“Bendita sea la Santísima Trinidad: Dios Padre, el Hijo
unigénito de Dios y el Espíritu Santo, porque ha tenido misericordia con
nosotros” (Antífona de entrada de la
Solemnidad de la Santísima Trinidad).
Como todos los años, después de haber visto desplegarse ante
nuestros ojos el misterio de nuestra salvación, cuya culminación es la Pascua
de Jesucristo, la Iglesia nos invita a confesar nuestra fe en el Dios uno y
trino.
Confesar gozosamente la fe en el Dios amor, alabando y
celebrando su santo Nombre. Es la alabanza y adoración que brotan del corazón
que comprende, no una sublime especulación doctrinal, sino lo que Dios ha hecho
por nosotros: ha tenido misericordia de su pueblo.
La invitación de la Iglesia es alabadar, adorar y dar
gracias.
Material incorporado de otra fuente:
PR #13342, opened 2023-04-03
Remove spurious warning when a local grpc server process shuts down in the daemon

gibsondan:
Summary:
This warning is getting triggered every time the daemon shuts down a local grpc server process, but it's not relevant because the heartbeat will spin it down. Change the error to only fire when there's no heartbeat.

Pero no se detiene ahí: en realidad somos invitados a vivir en la
Trinidad. A entrar en ella, nosotros que hemos sido sumergidos en su misterio
de amor.
Vivimos en la cultura de la disociación y de la
desvinculación. La ruptura parece ser la ley suprema del presente: ruptura
entre el cuerpo y el alma; ruptura entre el varón y la mujer; ruptura entre
padres e hijos; ruptura en el seno de la sociedad; ruptura entre naciones.
La Trinidad ha sembrado la semilla de la unidad en la
diversidad. Le ha devuelto la esperanza al mundo.